As the name suggests, a certificate of satisfaction is a document signed by the insured to certify that they are content with repairs on their motor vehicle. Once you submit this document, the service provider closes the claim.

  • Emergency Road Service Coverage

The Emergency Road Service coverage includes the cost of towing your car to a repair shop. It covers vehicles that won’t start, especially unroadworthy types. In addition, junks are likely to break down on the highway or any other road, hence the need for towing to the nearest auto repair shop.

  • Medical Claim Examiner

A medical claim examiner (MCE) is an expert who generates reports on various applications and claims. In so doing, the MCE ensures the payments are made in accordance with the policy terms, and the injured person gets full compensation.

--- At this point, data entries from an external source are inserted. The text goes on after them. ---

PR #382, opened 2025-05-23
Add Sec-Purpose header for subresources when prerendering

### LINKED ISSUE #371: Should we send Sec-Purpose on subresources or iframes in prerendered pages?
Chrome currently does this, but we do not include this in the spec.

Probably it is good for website operators, so we should spec this instead of thinking about changing Chrome.

domenic:
Closes #371.

I can't actually find any web platform tests for this...


domenic:
Note to self for Monday: in addition to writing tests, probably I should double-check the prose for the `Sec-Purpose` header definition as well to make sure it covers this.

domenic:
Tests added in https://chromium-review.googlesource.com/c/chromium/src/+/6589392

The MCE may consult with other medical professionals and review the medical reports to examine a health claim. Also, the MCE also evaluates all the bills, lost employment income, and replacement services. They quantify the injuries on you, passengers, or third parties due to the accident.

The scope of the evaluation depends on your state as well as the coverage.

Conclusion

Most vehicles registered in the US must be covered by liability insurance to cover damage or loss covered to others. When seeking a car insurance policy for your car, it’s important to understand the requirements for your state since these may differ from state to state.

Besides, it’s crucial to get acquainted with the terms in your policy document. Your insurer should provide all answers to any concerns you may have.